# [Given information]
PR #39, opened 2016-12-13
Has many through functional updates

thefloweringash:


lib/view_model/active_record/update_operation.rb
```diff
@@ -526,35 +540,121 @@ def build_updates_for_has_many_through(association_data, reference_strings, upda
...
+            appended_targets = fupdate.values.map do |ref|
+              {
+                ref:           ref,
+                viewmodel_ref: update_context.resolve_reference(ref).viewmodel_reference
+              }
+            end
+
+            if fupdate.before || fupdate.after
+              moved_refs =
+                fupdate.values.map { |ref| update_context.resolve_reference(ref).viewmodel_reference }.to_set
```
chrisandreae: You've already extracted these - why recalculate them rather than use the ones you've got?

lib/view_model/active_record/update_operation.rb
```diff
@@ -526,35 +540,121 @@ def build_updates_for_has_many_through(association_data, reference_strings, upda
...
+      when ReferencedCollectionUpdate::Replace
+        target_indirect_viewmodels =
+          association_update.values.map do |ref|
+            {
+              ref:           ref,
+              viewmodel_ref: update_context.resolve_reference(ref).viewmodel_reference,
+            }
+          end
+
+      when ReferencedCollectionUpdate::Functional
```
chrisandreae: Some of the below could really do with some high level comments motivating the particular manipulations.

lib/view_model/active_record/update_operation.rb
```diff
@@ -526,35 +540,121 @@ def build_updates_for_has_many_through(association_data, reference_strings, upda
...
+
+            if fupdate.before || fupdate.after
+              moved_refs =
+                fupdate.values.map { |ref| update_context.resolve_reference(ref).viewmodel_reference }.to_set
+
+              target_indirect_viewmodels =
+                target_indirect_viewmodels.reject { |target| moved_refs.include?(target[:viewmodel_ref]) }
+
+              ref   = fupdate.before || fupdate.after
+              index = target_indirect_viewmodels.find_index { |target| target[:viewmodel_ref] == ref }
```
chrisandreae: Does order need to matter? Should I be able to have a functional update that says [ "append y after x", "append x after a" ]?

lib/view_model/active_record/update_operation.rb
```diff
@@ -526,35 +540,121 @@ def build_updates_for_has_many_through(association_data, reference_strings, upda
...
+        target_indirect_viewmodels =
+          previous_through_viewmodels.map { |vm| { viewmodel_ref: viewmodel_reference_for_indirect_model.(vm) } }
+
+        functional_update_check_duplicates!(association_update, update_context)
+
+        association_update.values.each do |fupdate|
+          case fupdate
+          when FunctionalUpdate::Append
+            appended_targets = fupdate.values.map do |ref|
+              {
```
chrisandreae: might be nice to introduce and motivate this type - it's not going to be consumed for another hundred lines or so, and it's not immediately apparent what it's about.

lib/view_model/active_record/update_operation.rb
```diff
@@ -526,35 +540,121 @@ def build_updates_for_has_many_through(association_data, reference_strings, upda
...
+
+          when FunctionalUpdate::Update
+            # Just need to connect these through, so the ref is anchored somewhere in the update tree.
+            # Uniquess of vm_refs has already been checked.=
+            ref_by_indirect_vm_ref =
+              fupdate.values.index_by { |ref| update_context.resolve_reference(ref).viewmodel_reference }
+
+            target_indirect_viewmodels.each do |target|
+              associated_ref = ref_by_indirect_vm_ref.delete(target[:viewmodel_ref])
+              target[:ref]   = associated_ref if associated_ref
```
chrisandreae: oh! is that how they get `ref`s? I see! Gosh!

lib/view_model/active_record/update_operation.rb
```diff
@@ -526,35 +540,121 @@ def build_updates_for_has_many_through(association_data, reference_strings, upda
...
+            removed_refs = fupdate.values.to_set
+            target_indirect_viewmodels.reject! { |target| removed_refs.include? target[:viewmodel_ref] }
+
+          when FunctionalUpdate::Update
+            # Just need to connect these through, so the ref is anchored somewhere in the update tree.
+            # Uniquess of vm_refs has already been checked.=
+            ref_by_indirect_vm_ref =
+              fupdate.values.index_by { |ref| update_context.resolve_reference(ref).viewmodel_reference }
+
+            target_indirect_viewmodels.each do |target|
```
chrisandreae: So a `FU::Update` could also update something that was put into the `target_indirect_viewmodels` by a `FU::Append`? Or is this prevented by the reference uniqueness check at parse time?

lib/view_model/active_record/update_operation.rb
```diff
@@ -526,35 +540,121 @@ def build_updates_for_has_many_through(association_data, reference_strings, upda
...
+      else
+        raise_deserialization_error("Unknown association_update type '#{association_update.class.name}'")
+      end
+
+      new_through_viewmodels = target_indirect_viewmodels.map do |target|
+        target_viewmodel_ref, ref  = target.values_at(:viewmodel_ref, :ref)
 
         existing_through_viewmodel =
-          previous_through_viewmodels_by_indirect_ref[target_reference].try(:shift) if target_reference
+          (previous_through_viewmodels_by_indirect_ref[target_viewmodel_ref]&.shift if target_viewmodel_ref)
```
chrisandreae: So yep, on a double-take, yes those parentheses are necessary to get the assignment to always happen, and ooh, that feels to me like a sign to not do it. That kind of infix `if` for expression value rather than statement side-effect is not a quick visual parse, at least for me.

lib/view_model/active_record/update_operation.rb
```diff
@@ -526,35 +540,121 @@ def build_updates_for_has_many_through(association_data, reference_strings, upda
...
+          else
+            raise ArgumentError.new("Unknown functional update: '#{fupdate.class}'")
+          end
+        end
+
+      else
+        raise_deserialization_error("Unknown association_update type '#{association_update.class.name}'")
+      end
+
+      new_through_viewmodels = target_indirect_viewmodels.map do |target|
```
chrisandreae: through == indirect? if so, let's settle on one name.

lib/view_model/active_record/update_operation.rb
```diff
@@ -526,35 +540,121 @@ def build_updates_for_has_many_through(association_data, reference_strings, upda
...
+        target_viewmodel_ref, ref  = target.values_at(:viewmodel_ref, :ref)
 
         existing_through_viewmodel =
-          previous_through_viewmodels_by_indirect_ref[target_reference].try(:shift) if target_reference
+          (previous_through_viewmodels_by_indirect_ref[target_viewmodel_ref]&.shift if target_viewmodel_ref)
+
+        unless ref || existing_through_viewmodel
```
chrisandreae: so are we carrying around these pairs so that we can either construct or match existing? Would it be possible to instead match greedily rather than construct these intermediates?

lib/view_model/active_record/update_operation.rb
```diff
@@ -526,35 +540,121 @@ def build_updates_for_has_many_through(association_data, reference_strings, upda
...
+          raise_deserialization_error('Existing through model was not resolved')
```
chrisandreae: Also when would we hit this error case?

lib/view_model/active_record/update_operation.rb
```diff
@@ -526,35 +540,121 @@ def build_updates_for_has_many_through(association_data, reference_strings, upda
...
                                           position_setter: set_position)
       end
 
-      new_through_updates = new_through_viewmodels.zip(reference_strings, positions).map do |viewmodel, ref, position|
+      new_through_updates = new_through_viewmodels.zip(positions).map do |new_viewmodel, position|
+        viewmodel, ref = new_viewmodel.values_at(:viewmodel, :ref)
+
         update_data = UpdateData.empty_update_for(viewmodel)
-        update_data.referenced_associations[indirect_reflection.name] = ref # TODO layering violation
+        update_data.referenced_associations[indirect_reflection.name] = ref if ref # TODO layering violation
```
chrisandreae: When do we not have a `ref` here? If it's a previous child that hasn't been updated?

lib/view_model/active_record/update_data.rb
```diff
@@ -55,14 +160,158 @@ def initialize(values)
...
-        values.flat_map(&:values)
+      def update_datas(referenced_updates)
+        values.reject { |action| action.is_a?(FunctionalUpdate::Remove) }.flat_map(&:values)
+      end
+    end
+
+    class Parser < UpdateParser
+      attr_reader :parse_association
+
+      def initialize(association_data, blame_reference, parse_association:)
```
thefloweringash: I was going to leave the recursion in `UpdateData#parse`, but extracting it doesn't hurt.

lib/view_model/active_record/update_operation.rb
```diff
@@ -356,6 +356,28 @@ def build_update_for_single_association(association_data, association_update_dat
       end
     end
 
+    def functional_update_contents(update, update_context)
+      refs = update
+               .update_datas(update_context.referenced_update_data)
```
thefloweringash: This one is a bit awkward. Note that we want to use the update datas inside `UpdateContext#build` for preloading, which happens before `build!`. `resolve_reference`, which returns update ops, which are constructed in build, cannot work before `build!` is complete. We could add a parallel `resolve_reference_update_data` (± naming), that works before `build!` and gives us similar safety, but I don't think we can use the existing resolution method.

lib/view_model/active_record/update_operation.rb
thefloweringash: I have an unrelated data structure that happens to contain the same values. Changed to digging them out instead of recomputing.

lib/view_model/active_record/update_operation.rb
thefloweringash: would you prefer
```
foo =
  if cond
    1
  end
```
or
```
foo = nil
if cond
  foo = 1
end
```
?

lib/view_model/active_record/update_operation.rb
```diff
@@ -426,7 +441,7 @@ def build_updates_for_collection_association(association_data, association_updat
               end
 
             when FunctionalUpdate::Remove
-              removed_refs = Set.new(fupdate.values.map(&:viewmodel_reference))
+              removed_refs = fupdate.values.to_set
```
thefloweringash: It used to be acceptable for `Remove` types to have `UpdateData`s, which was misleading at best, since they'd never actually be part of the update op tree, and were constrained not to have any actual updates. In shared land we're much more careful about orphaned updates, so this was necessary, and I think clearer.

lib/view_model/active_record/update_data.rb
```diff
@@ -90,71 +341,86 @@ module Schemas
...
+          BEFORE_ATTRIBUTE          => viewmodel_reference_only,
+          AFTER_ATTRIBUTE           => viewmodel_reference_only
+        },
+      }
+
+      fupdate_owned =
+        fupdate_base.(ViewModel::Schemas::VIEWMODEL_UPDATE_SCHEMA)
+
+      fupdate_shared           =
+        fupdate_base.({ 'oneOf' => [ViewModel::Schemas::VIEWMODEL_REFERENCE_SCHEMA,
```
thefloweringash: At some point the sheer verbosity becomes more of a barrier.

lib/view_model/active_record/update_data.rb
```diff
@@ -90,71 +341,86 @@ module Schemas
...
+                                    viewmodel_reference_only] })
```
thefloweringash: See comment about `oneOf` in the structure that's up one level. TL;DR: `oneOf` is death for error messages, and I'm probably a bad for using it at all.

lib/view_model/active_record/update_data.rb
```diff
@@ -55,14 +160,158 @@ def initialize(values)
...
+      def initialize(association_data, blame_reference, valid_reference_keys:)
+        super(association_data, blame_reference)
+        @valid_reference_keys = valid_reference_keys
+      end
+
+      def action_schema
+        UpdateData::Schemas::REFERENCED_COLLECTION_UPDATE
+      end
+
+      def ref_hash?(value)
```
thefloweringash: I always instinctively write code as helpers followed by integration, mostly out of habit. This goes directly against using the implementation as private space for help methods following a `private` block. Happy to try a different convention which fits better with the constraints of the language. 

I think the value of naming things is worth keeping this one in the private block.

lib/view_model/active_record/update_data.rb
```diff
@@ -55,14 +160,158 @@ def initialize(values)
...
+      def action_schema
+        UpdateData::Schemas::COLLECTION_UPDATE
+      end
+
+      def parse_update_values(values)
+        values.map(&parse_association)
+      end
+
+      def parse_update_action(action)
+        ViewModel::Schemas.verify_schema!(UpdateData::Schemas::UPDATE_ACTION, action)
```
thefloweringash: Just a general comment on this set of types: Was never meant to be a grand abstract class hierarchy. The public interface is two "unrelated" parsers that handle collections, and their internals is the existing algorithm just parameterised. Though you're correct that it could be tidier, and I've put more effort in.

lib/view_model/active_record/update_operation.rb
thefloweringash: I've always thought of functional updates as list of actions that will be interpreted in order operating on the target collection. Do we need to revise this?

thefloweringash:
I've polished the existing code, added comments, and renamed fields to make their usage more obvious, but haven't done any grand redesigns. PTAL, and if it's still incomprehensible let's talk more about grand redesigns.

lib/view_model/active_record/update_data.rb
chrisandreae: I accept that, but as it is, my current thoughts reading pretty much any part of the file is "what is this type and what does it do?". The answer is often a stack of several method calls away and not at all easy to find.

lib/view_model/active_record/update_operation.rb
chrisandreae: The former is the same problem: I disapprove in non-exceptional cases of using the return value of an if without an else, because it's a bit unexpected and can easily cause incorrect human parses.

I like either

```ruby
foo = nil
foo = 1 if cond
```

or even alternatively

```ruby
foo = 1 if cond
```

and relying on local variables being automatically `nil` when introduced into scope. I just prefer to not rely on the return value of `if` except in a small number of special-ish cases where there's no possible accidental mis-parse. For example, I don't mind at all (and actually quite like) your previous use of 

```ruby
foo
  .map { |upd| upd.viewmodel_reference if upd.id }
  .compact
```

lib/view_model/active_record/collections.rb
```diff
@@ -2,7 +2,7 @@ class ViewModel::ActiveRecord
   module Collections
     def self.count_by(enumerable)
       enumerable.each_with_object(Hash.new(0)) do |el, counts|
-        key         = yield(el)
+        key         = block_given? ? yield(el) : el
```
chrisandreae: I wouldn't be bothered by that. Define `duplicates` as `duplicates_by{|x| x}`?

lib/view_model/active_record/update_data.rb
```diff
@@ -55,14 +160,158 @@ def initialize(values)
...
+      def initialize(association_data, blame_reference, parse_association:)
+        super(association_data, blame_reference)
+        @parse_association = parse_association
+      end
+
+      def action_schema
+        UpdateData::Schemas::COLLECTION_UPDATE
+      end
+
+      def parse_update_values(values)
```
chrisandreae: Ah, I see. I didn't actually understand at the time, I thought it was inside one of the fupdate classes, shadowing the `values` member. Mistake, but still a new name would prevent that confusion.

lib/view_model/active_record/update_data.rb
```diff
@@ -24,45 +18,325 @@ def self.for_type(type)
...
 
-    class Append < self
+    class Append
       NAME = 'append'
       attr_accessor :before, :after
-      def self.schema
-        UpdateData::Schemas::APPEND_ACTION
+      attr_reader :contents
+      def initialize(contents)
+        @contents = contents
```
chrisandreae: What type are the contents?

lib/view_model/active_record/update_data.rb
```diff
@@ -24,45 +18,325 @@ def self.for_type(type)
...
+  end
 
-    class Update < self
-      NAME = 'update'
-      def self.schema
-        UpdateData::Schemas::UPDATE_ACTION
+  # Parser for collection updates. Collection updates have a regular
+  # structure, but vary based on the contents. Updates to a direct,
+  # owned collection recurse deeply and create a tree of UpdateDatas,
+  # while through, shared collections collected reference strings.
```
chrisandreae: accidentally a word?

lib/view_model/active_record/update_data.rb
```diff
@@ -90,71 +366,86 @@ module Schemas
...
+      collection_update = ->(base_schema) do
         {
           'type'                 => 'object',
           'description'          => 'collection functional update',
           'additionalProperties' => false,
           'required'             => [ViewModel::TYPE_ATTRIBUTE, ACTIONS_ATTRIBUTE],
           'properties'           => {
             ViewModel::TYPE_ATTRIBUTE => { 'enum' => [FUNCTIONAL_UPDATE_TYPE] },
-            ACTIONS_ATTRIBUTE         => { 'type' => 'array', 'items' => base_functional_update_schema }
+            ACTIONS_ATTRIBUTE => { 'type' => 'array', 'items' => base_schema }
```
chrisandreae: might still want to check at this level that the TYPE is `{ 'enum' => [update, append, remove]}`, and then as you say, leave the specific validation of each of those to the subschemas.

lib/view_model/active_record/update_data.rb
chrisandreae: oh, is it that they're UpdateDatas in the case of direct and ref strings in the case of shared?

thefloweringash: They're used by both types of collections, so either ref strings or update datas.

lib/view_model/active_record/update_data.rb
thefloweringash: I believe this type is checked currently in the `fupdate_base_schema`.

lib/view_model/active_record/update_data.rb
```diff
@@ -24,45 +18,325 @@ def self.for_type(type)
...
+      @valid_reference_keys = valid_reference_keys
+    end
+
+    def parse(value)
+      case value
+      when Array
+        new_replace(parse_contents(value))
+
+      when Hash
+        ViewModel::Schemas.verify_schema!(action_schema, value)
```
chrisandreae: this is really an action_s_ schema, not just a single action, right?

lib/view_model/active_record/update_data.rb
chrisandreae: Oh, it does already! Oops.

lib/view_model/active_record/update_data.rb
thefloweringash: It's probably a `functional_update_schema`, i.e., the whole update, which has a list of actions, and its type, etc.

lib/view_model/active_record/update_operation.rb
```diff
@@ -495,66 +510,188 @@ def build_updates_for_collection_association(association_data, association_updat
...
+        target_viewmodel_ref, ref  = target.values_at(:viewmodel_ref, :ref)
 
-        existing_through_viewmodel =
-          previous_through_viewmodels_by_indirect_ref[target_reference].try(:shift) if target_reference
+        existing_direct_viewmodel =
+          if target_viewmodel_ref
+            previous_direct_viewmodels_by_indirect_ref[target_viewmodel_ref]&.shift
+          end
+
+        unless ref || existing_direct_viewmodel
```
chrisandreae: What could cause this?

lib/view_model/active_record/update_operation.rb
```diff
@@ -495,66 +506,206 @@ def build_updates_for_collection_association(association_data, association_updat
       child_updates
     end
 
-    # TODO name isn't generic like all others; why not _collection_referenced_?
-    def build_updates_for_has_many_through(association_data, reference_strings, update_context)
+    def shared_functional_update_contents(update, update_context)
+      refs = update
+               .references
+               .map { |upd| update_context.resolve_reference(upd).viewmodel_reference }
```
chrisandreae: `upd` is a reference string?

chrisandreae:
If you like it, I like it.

# [Description of the task]
Every line that contains the string "possible" should be returned from the data.

# [Result of the task]
chrisandreae: so are we carrying around these pairs so that we can either construct or match existing? Would it be possible to instead match greedily rather than construct these intermediates?
and relying on local variables being automatically `nil` when introduced into scope. I just prefer to not rely on the return value of `if` except in a small number of special-ish cases where there's no possible accidental mis-parse. For example, I don't mind at all (and actually quite like) your previous use of 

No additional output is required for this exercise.